- _Exercise_:
Search the data for the word "Liquidations" and copy every line where it occurs.

Saved entries:
***

PR #78, opened 2021-04-27
Liquidations 2.0

brianmcmichael:
Pretty substantial overhaul.

Updates the DssExecLib for Liquidations 2.0.
Adds new functionality for Clippers, Dogs, and Calcs.

This is a destructive change that removes our ability to deploy the old "Flipper" type collaterals. If we do need to deploy a new collateral as a Flipper type, we can use [Release 0.0.6](https://github.com/makerdao/dss-exec-lib/releases/tag/v0.0.6) for the time being. If we get in the habit of continuing to do the old type we can revisit this, but I'm under the assumption that all new collaterals will be Liq2.0.

### DIFF
--- a/src/DssExecLib.sol
+++ b/src/DssExecLib.sol
@@ -819,11 +819,10 @@ library DssExecLib {
         @param _oracle  An OSM or LP oracle contract
     */
     function whitelistOracleMedians(address _oracle) public {
-        address median0;
         (bool ok, bytes memory data) = _oracle.call(abi.encodeWithSignature("orb0()"));
         if (ok) {
             // Token is an LP oracle
-            median0 = abi.decode(data, (address));
+            address median0 = abi.decode(data, (address));
             addReaderToMedianWhitelist(median0, _oracle);
             addReaderToMedianWhitelist(OracleLike(_oracle).orb1(), _oracle);
         } else {
--- a/src/DssExecLib.sol
+++ b/src/DssExecLib.sol
@@ -512,7 +512,7 @@ library DssExecLib {
         @param _amount The amount to set in DAI (ex. 250,000 DAI amount == 250000)
     */
     function setMaxTotalDAILiquidationAmount(uint256 _amount) public {
-        require(_amount < WAD);  // "LibDssExec/incorrect-vow-dump-precision"
+        require(_amount < WAD);  // "LibDssExec/incorrect-dog-Hole-precision"
         Fileable(dog()).file("Hole", _amount * RAD);
     }
     /**
--- a/src/DssExecLib.sol
+++ b/src/DssExecLib.sol
@@ -1038,9 +1038,8 @@ library DssExecLib {
         // Set the ilk min collateralization ratio
         setIlkLiquidationRatio(co.ilk, co.liquidationRatio);
 
-        // Set liquidation price tolerance to 50% by default
-        // Call this again after the collateral is added to override.
-        setLiquidationBreakerPriceTolerance(co.clip, 5000);
+        // Set the price tolerance in the liquidation circuit breaker
+        setLiquidationBreakerPriceTolerance(co.clip, co.breakerTolerance);
 
         // Set a flat rate for the keeper reward
         setKeeperIncentiveFlatRate(co.ilk, co.kprFlatReward);
--- a/src/DssExecLib.sol
+++ b/src/DssExecLib.sol
@@ -681,16 +681,24 @@ library DssExecLib {
 
     /**
         @dev Set the amout of time before an auction resets.
-        @param _ilk   The ilk to update (ex. bytes32("ETH-A"))
+        @param _ilk      The ilk to update (ex. bytes32("ETH-A"))
         @param _duration Amount of time before auction resets (in seconds).
     */
     function setAuctionTimeBeforeReset(bytes32 _ilk, uint256 _duration) public {
         Fileable(clip(_ilk)).file("tail", _duration);
     }
-    // clip.tail
-    //Fileable(MCD_CLIP_YFI_A).file("tail", 140 minutes);
-    // clip.cusp
-    //Fileable(MCD_CLIP_YFI_A).file("cusp", 40 * RAY / 100);
+
+    /**
+        @dev Percentage drop permitted before auction reset
+        @param _ilk     The ilk to update (ex. bytes32("ETH-A"))
+        @param _pct_bps The pct, in basis points, of drop to permit (x100).
+    */
+    function setAuctionPermittedDrop(bytes32 _ilk, uint256 _pct_bps) public {
+        require(_pct_bps < BPS_ONE_HUNDRED_PCT);
+        Fileable(clip(_ilk)).file("cusp", _pct_bps * RAY / 10000);
+    }
+
+
     // clip.chip
     //Fileable(MCD_CLIP_YFI_A).file("chip", 1 * WAD / 1000);
     // clip.tip
@@ -975,9 +983,13 @@ library DssExecLib {
         // Set the ilk time max time between bids
         // FIXME
         // setIlkBidDuration(co.ilk, co.bidDuration);
-        // Set the ilk max auction duration
-        // FIXME
-        //setIlkAuctionDuration(co.ilk, co.auctionDuration);
+
+        // Set the amount of time before an auction resets.
+        setAuctionTimeBeforeReset(co.ilk, co.auctionDuration);
+
+        // Set the allowed auction drop percentage
+        setAuctionPermittedDrop(co.ilk, co.permittedDrop);
+
         // Set the ilk min collateralization ratio
         setIlkLiquidationRatio(co.ilk, co.liquidationRatio);
 
--- a/src/DssExecLib.sol
+++ b/src/DssExecLib.sol
@@ -374,6 +374,15 @@ library DssExecLib {
     function setContract(address _base, bytes32 _ilk, bytes32 _what, address _addr) public {
         Fileable(_base).file(_ilk, _what, _addr);
     }
+    /**
+        @dev Set a value in a contract, via a governance authorized File pattern.
+        @param _base   The address of the contract where the new contract address will be filed
+        @param _what   Name of tag for the value (e.x. "Line")
+        @param _amt    The value to set or update
+    */
+    function setValue(address _base, bytes32 _what, uint256 _amt) public {
+        Fileable(_base).file(_what, _amt);
+    }
 
     /******************************/
     /*** System Risk Parameters ***/
@@ -385,7 +394,7 @@ library DssExecLib {
     */
     function setGlobalDebtCeiling(uint256 _amount) public {
         require(_amount < WAD);  // "LibDssExec/incorrect-global-Line-precision"
-        Fileable(vat()).file("Line", _amount * RAD);
+        setValue(vat(), "Line", _amount * RAD);
     }
     /**
         @dev Increase the global debt ceiling by a specific amount. Amount will be converted to the correct internal precision.
@@ -394,7 +403,7 @@ library DssExecLib {
     function increaseGlobalDebtCeiling(uint256 _amount) public {
         require(_amount < WAD);  // "LibDssExec/incorrect-Line-increase-precision"
         address _vat = vat();
-        Fileable(_vat).file("Line", add(DssVat(_vat).Line(), _amount * RAD));
+        setValue(_vat, "Line", add(DssVat(_vat).Line(), _amount * RAD));
     }
     /**
         @dev Decrease the global debt ceiling by a specific amount. Amount will be converted to the correct internal precision.
@@ -403,7 +412,7 @@ library DssExecLib {
     function decreaseGlobalDebtCeiling(uint256 _amount) public {
         require(_amount < WAD);  // "LibDssExec/incorrect-Line-decrease-precision"
         address _vat = vat();
-        Fileable(_vat).file("Line", sub(DssVat(_vat).Line(), _amount * RAD));
+        setValue(_vat, "Line", sub(DssVat(_vat).Line(), _amount * RAD));
     }
     /**
         @dev Set the Dai Savings Rate. See: docs/rates.txt
@@ -413,7 +422,7 @@ library DssExecLib {
     function setDSR(uint256 _rate, bool _doDrip) public {
         require((_rate >= RAY) && (_rate <= RATES_ONE_HUNDRED_PCT));  // "LibDssExec/dsr-out-of-bounds"
         if (_doDrip) Drippable(pot()).drip();
-        Fileable(pot()).file("dsr", _rate);
+        setValue(pot(), "dsr", _rate);
     }
     /**
         @dev Set the DAI amount for system surplus auctions. Amount will be converted to the correct internal precision.
@@ -421,7 +430,7 @@ library DssExecLib {
     */
     function setSurplusAuctionAmount(uint256 _amount) public {
         require(_amount < WAD);  // "LibDssExec/incorrect-vow-bump-precision"
-        Fileable(vow()).file("bump", _amount * RAD);
+        setValue(vow(), "bump", _amount * RAD);
     }
     /**
         @dev Set the DAI amount for system surplus buffer, must be exceeded before surplus auctions start. Amount will be converted to the correct internal precision.
@@ -516,6 +525,14 @@ library DssExecLib {
     function setMaxTotalDAILiquidationAmount(uint256 _amount) public {
         require(_amount < WAD);  // "LibDssExec/incorrect-dog-Hole-precision"
         Fileable(dog()).file("Hole", _amount * RAD);
+    }
+    /**
+        @dev (LIQ 1.2) Set the maximum total DAI amount that can be out for liquidation in the system at any point. Amount will be converted to the correct internal precision.
+        @param _amount The amount to set in DAI (ex. 250,000 DAI amount == 250000)
+    */
+    function setMaxTotalDAILiquidationAmountLEGACY(uint256 _amount) public {
+        require(_amount < WAD);  // "LibDssExec/incorrect-cat-box-amount"
+        Fileable(cat()).file("box", _amount * RAD);
     }
     /**
         @dev Set the duration of time that has to pass during emergency shutdown before collateral can start being claimed by DAI holders.
--- a/src/DssExecLib.sol
+++ b/src/DssExecLib.sol
@@ -815,7 +815,7 @@ library DssExecLib {
     /*** Oracle Management ***/
     /*************************/
     /**
-        @dev Allows an oracle to read prices from it's source feeds
+        @dev Allows an oracle to read prices from its source feeds
         @param _oracle  An OSM or LP oracle contract
     */
     function whitelistOracleMedians(address _oracle) public {
--- a/src/DssExecLib.sol
+++ b/src/DssExecLib.sol
@@ -982,7 +982,7 @@ library DssExecLib {
         // Set the amount of time before an auction resets.
         setAuctionTimeBeforeReset(co.ilk, co.auctionDuration);
 
-        // Set the allowed auction drop percentage
+        // Set the allowed auction drop percentage before reset
         setAuctionPermittedDrop(co.ilk, co.permittedDrop);
 
         // Set the ilk min collateralization ratio
--- a/src/DssExecLib.sol
+++ b/src/DssExecLib.sol
@@ -679,7 +679,14 @@ library DssExecLib {
         Fileable(clip(_ilk)).file("buf", _pct_bps * RAY / 10000);
     }
 
-    // FIXME
+    /**
+        @dev Set the amout of time before an auction resets.
+        @param _ilk   The ilk to update (ex. bytes32("ETH-A"))
+        @param _duration Amount of time before auction resets (in seconds).
+    */
+    function setAuctionTimeBeforeReset(bytes32 _ilk, uint256 _duration) public {
+        Fileable(clip(_ilk)).file("tail", _duration);
+    }
     // clip.tail
     //Fileable(MCD_CLIP_YFI_A).file("tail", 140 minutes);
     // clip.cusp
--- a/src/DssExecLib.sol
+++ b/src/DssExecLib.sol
@@ -85,6 +85,8 @@ interface OracleLike {
     function diss(address) external;
     function kiss(address[] calldata) external;
     function diss(address[] calldata) external;
+    function orb0() external view returns (address);
+    function orb1() external view returns (address);
 }
 
 interface MomLike {
@@ -787,6 +789,24 @@ library DssExecLib {
     /*** Oracle Management ***/
     /*************************/
     /**
+        @dev Allows an oracle to read prices from it's source feeds
+        @param _oracle  An OSM or LP oracle contract
+    */
+    function whitelistOracle(address _oracle) public {
+        address median;
+        (bool ok, bytes memory data) = _oracle.call(abi.encodeWithSignature("orb0()"));
+        if (ok) {
+            // Token is an LP oracle
+            median = abi.decode(data, (address));
+            addReaderToMedianWhitelist(median, _oracle);
+            addReaderToMedianWhitelist(OracleLike(_oracle).orb1(), _oracle);
+        } else {
+            // Standard OSM
+            addReaderToMedianWhitelist(OracleLike(_oracle).src(), _oracle);
+        }
+    }
+
+    /**
         @dev Adds oracle feeds to the Median's writer whitelist, allowing the feeds to write prices.
         @param _median Median core contract address
         @param _feeds      Array of oracle feed addresses to add to whitelist
@@ -952,12 +972,14 @@ library DssExecLib {
             authorize(co.pip, osmMom());
             if (co.whitelistOSM) { // If median is src in OSM
                 // Whitelist OSM to read the Median data (only necessary if it is the first time the token is being added to an ilk)
-                addReaderToMedianWhitelist(address(OracleLike(co.pip).src()), co.pip);
+                whitelistOracle(co.pip);
             }
             // Whitelist Spotter to read the OSM data (only necessary if it is the first time the token is being added to an ilk)
             addReaderToOSMWhitelist(co.pip, spotter());
             // Whitelist Clipper on pip
             addReaderToOSMWhitelist(co.pip, co.clip);
+            // Allow the clippermom to access the feed
+            addReaderToOSMWhitelist(co.pip, clipperMom());
             // Whitelist End to read the OSM data (only necessary if it is the first time the token is being added to an ilk)
             addReaderToOSMWhitelist(co.pip, end());
             // Set TOKEN OSM in the OsmMom for new ilk
--- a/src/DssExecLib.sol
+++ b/src/DssExecLib.sol
@@ -509,10 +509,11 @@ library DssExecLib {
         @dev Set the maximum total DAI amount that can be out for liquidation in the system at any point. Amount will be converted to the correct internal precision.
         @param _amount The amount to set in DAI (ex. 250,000 DAI amount == 250000)
     */
-    function setMaxTotalDAILiquidationAmount(uint256 _amount) public {
-        require(_amount < WAD);  // "LibDssExec/incorrect-vow-dump-precision"
-        Fileable(cat()).file("box", _amount * RAD);
-    }
+    //FIXME
+    //function setMaxTotalDAILiquidationAmount(uint256 _amount) public {
+    //    require(_amount < WAD);  // "LibDssExec/incorrect-vow-dump-precision"
+    //    Fileable(cat()).file("box", _amount * RAD);
+    //}
     /**
         @dev Set the duration of time that has to pass during emergency shutdown before collateral can start being claimed by DAI holders.
         @param _duration Time in seconds to set for ES processing time
@@ -631,7 +632,7 @@ library DssExecLib {
     */
     function setIlkLiquidationPenalty(bytes32 _ilk, uint256 _pct_bps) public {
         require(_pct_bps < BPS_ONE_HUNDRED_PCT);  // "LibDssExec/incorrect-ilk-chop-precision"
-        Fileable(cat()).file(_ilk, "chop", add(WAD, wdiv(_pct_bps, BPS_ONE_HUNDRED_PCT)));
+        Fileable(dog()).file(_ilk, "chop", add(WAD, wdiv(_pct_bps, BPS_ONE_HUNDRED_PCT)));
     }
     /**
         @dev Set max DAI amount for liquidation per vault for collateral. Amount will be converted to the correct internal precision.
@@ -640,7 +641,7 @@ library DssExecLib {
PR #79, opened 2021-07-15
Make description required in DssAction

brianmcmichael:
Moves the description to a required implementation of DssAction. 
This means that it's no longer necessary to pass the description as a parameter of DssExec.
Saves some gas, and fails compilation if it's missing from the spell, now.


kmbarry1 (approved):
LGTM

kmbarry1:
I'm going to go ahead and merge this so the spell is maximally ready for review tomorrow AM.

gbalabasquer (commented):
Just to give an extra approval. All looks good to me as well.

PR #80, opened 2021-07-21
Test lerp ilk and upd readme

brianmcmichael:
Adds a test of the ilk-specific `linearInterpolation` function and updates the readme to include lerp library calls.


hexonaut (approved):
LGTM 👍

PR #81, opened 2021-08-20
Fix LP oracle whitelisting and clean up seldom used oracle functions

brianmcmichael:
* Fixes a bug where a UNIV2 token onboarding with a DSValue as one of the price sources will fail.
* Simplifies the oracle functions by removing differentiation between OSM and Median
* Removes feed array addition of oracle readers from the exec lib.

### DIFF
--- a/src/DssExecLib.sol
+++ b/src/DssExecLib.sol
@@ -833,61 +833,44 @@ library DssExecLib {
         if (ok) {
             // Token is an LP oracle
             address median0 = abi.decode(data, (address));
-            addReaderToMedianWhitelist(median0, _oracle);
-            addReaderToMedianWhitelist(OracleLike(_oracle).orb1(), _oracle);
+            addReaderToWhitelistCall(median0, _oracle);
+            addReaderToWhitelistCall(OracleLike(_oracle).orb1(), _oracle);
         } else {
             // Standard OSM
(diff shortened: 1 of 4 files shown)


src/DssExecLib.sol
```diff
@@ -833,61 +833,44 @@ library DssExecLib {
...
             // Token is an LP oracle
             address median0 = abi.decode(data, (address));
-            addReaderToMedianWhitelist(median0, _oracle);
-            addReaderToMedianWhitelist(OracleLike(_oracle).orb1(), _oracle);
+            addReaderToWhitelistCall(median0, _oracle);
+            addReaderToWhitelistCall(OracleLike(_oracle).orb1(), _oracle);
         } else {
             // Standard OSM
-            addReaderToMedianWhitelist(OracleLike(_oracle).src(), _oracle);
+            addReaderToWhitelistCall(OracleLike(_oracle).src(), _oracle);
```
gbalabasquer, line 840: If it is an standard OSM, then we could use the regular function.

gbalabasquer: Nvm, can be a standard `OSM` but still sourcing from a `DSValue`.

gbalabasquer (approved):
LGTM

PR #8617, opened 2022-04-01
`needless_late_init`: ignore `if let`, `let mut` and significant drops

### LINKED ISSUE #8613: Suppress needless_late_init on if-let and long if/match expr
### Summary

According to [the lint docs](https://rust-lang.github.io/rust-clippy/master/index.html#needless_late_init), the sole justification for this lint is to reduce repetitive code. Yes, the examples in the docs look better as suggested, but others don't.

Slightly wordy but clean code:
```rust
        let attr_widget;
        if let Some(i) = index {
            let attr = attrs.remove(i);
            let (_, tokens) = parse_attr_group(attr.tokens)?;
            attr_widget = syn::parse2(tokens)?;
        } else {
            attr_widget = Default::default();
        }
```
Shorter code, but first line contains two `=` tokens (ugly):
```rust
        let attr_widget = if let Some(i) = index {
            let attr = attrs.remove(i);
            let (_, tokens) = parse_attr_group(attr.tokens)?;
            syn::parse2(tokens)?
        } else {
            Default::default()
        };
```
It's easy to imagine worse examples:
```rust
let foo = if let Some(bar) = thing.iter().find(|t| t.is_good()) {
    ...
} else {
    ...
};
```

Suggestion: suppress lint when first line of `if` / `match` is long or includes an `if let` binding.

### Lint Name

needless_late_init

### Reproducer

_No response_

### Version

_No response_

### Additional Labels

_No response_

Alexendoo:
No longer lints `if let`, personal taste on this one is pretty split, so it probably shouldn't be warning by default. Fixes #8613

```rust
let x = if let Some(n) = y {
    n
} else {
    1
}
```

No longer lints `let mut`, things like the following are not uncommon and look fine as they are

https://github.com/shepmaster/twox-hash/blob/b169c16d86eb8ea4a296b0acb9d00ca7e3c3005f/src/sixty_four.rs#L88-L93

Avoids changing the drop order in an observable way, where the type of `x` has a drop with side effects and something between `x` and the first use also does, e.g.

https://github.com/denoland/rusty_v8/blob/48cc6cb791cac57d22fab1a2feaa92da8ddc9a68/tests/test_api.rs#L159-L167

The implementation of `type_needs_ordered_drop_inner` was changed a bit, it now uses `Ty::has_significant_drop` and reordered the ifs to check diagnostic name before checking the implicit drop impl

changelog: [`needless_late_init`]: No longer lints `if let` statements, `let mut` bindings and no longer significantly changes drop order

### DIFF
--- a/clippy_lints/src/needless_late_init.rs
+++ b/clippy_lints/src/needless_late_init.rs
@@ -1,10 +1,14 @@
 use clippy_utils::diagnostics::span_lint_and_then;
 use clippy_utils::path_to_local;
 use clippy_utils::source::snippet_opt;
-use clippy_utils::visitors::{expr_visitor, is_local_used};
+use clippy_utils::ty::needs_ordered_drop;
+use clippy_utils::visitors::{expr_visitor, expr_visitor_no_bodies, is_local_used};
 use rustc_errors::Applicability;
 use rustc_hir::intravisit::Visitor;
-use rustc_hir::{Block, Expr, ExprKind, HirId, Local, LocalSource, MatchSource, Node, Pat, PatKind, Stmt, StmtKind};
+use rustc_hir::{
+    BindingAnnotation, Block, Expr, ExprKind, HirId, Local, LocalSource, MatchSource, Node, Pat, PatKind, Stmt,
+    StmtKind,
+};
 use rustc_lint::{LateContext, LateLintPass};
 use rustc_session::{declare_lint_pass, declare_tool_lint};
 use rustc_span::Span;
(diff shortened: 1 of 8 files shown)


giraffate:
Sorry for the late reviewing. I should be able to start the review by next week.

clippy_lints/src/needless_late_init.rs
```diff
@@ -73,6 +77,31 @@ fn contains_assign_expr<'tcx>(cx: &LateContext<'tcx>, stmt: &'tcx Stmt<'tcx>) ->
     seen
 }
 
+fn contains_let(cond: &Expr<'_>) -> bool {
```
giraffate, line 80: Is it possible to replace this with `higher::IfLet::hir`?

tests/ui/needless_late_init.rs
```diff
@@ -53,7 +56,29 @@ fn main() {
...
+    let y = String::new();
+    let y = vec![3.0];
+    let y = HashMap::<usize, usize>::new();
+    let y = BTreeMap::<usize, usize>::new();
+    let y = HashSet::<usize>::new();
+    let y = BTreeSet::<usize>::new();
+    let y = Box::new(4);
+    x = SignificantDrop;
+
+    println!();
```
giraffate, line 81: nits
```suggestion
```

tests/ui/needless_late_init.rs
```diff
@@ -177,5 +202,34 @@ fn does_not_lint() {
...
+    x = 2;
+    x = 3;
+
+    // should not move the declaration if `x` has a significant drop, and there
+    // is another binding with a significant drop between it and the first usage
+    let x;
+    let y = SignificantDrop;
+    x = SignificantDrop;
+
+    println!();
```
giraffate, line 234: nits
```suggestion
```

tests/ui/needless_late_init_fixable.rs
```diff
@@ -14,12 +14,8 @@ fn main() {
...
-    e = 1;
-    e = 2;
+    let e;
+    e = format!("{}", d);
 
-    let h;
-    h = format!("{}", e);
-
-    println!("{}", a);
+    println!();
```
giraffate, line 20: nits
```suggestion
```

clippy_lints/src/needless_late_init.rs
Alexendoo: It wouldn't be for let chains

giraffate:
@bors r+

Thanks!

PR #8620, opened 2022-04-02
Run fmt test before compile-test/dogfood

Alexendoo:
I seem to always forget to run `cargo dev fmt` before doing a test. This lets it fail fast rather than going through the much longer compile-test/dogfood tests first

changelog: none


flip1995:
I mean, why not. Renaming the test file seems like a hack, but after a quick google search it seems this is the only way how to do this.

@bors r+

PR #8621, opened 2022-04-02
Rename `eval_order_dependence` to `mixed_read_write_expression`, move to nursery

Jarcho:
As per the [reference](https://doc.rust-lang.org/1.51.0/reference/expressions.html#evaluation-order-of-operands) evaluation order is now defined.

I'm pretty sure rust always compiled with this evaluation order anyways so there's no reason the put an msrv limit on the lint.

changelog: Rename `eval_order_dependence` to `mixed_read_write_expression`, move to nursery


xFrednet:
I'm not sure if we should deprecate the lint just because the evaluation order has been defined. Looking at the [example from the lint description](https://rust-lang.github.io/rust-clippy/master/index.html#eval_order_dependence), I would still expect this to be linted or later mark that as confusion in the code review.

```rs
// Example from the lint description
let a = {
    x = 1;
    1
} + x;
```

CC: @rust-lang/clippy

llogiq:
I also think deprecation is too far a step. It may be debatable if `suspicious` is still the right category or if it should be a `restriction` lint, though.

Jarcho:
Two reasons for the deprecation. 
1. It should be renamed and moved into a different group at the very least. The current name is no longer accurate.
2. It's current state is not good given the fact it's not catching any code which is _wrong_, only code of a questionable style. For catching style issues it lints on too many things, specifically using `syn` is broken.

If not deprecating it, I would say move it to the nursery with an issue open to deal with what should happen to it.

xFrednet:
Given the background, I agree, it should at least be moved and renamed. Having a lint for the style from the example sounds good, but we can add that afterwards. :+1:

Jarcho:
Any nominations for a new name? If not I'll just update the PR to move it into the nursery with a note to deal with it later.

flip1995:
`unclear_eval_order` / `suspicious_eval_order`?

I think `restriction` is a good category for this lint, even if not renamed right away. If someone really cares about eval order and enables this lint, some FPs shouldn't be too bad.

Jarcho:
Maybe `mixed_read_write_in_expression`. It's a little more direct as to what's linted. `restriction` sounds fine.

xFrednet:
I think this sounds like a plan. @Jarcho Could you rename the lint (I like `mixed_read_write_in_expression`) and move it to restriction? Then we can move forward with this :upside_down_face:

Jarcho:
Had to add the renamed lints to the link list in the changelog. Do we want to have that link to the page for the new name? Currently I have it using the page for the old name.

It could be either
```markdown
[`old_name`]: https://rust-lang.github.io/rust-clippy/master/index.html#old_name
```
or
```markdown
[`old_name`]: https://rust-lang.github.io/rust-clippy/master/index.html#new_name
```

flip1995:
> Had to add the renamed lints to the link list in the changelog

You can just remove the `[`, `]` around mentions of the old lint name.

Jarcho:
Deprecated lints are already in the link list. This keeps renamed lints consistent with those. The links aren't useful as the lints aren't in the docs. (They should be, but that's a different issue)

xFrednet:
Adding renamed lints as an alias with a note to our lint list is still on my mind, somewhere at the bottom of my todo list :sweat_smile:

flip1995:
Deprecated lints are in the docs if you explicitly filter for them with the lint-group filter: https://rust-lang.github.io/rust-clippy/master/index.html#assign_ops (I consider it a bug that it doesn't show up with this link, because the filter excludes it. I think we have an issue open for this or at least talked about it before? :thinking:)

Renamed lints can't be in the documentation, because the old lint isn't defined anywhere anymore (except for its name).

llogiq:
I was a bit discombobulated by the added links in the lint list, but I now understand. Sorry for taking so long to review.

r=me after rebase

***

- _Expected answer_:
Liquidations 2.0
Updates the DssExecLib for Liquidations 2.0.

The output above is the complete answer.